## TASK STATEMENT
Tally the lines below that contain the word "visible", and give only that number.

## SOURCE INFORMATION

........

PR #96, opened 2020-09-03
Adds a banner component to theme

caylahamann:
adds a banner component to theme for marketing! 

Screen Shot 2020-09-03 at 2 38 54 PM
Screen Shot 2020-09-03 at 2 38 48 PM


packages/gatsby-theme-newrelic/src/components/Banner.js
```diff
@@ -0,0 +1,36 @@
+import React, { useState } from 'react';
+import { css } from '@emotion/core';
+import Button from './Button';
+import Icon from './Icon';
+
+const Banner = ({ children, color }) => {
```
jerelmiller, line 6: Could you talk me through the motivation behind making the `color` a prop? Are we planning to have multiple banners with different colors?

packages/gatsby-theme-newrelic/src/components/Banner.js
```diff
@@ -0,0 +1,36 @@
...
+  const [visible, updateVisible] = useState(true);
+
+  if (!visible) return null;
+
+  return (
+    <div
+      css={css`
+        height: 90px;
+        background-color: ${color || '--tertiary-background-color'};
```
jerelmiller, line 15: You'll need to use `var(...)` here to ensure the background color uses the CSS variable otherwise this won't work.

packages/gatsby-theme-newrelic/src/components/Banner.js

........

## RESPONSE BOX
2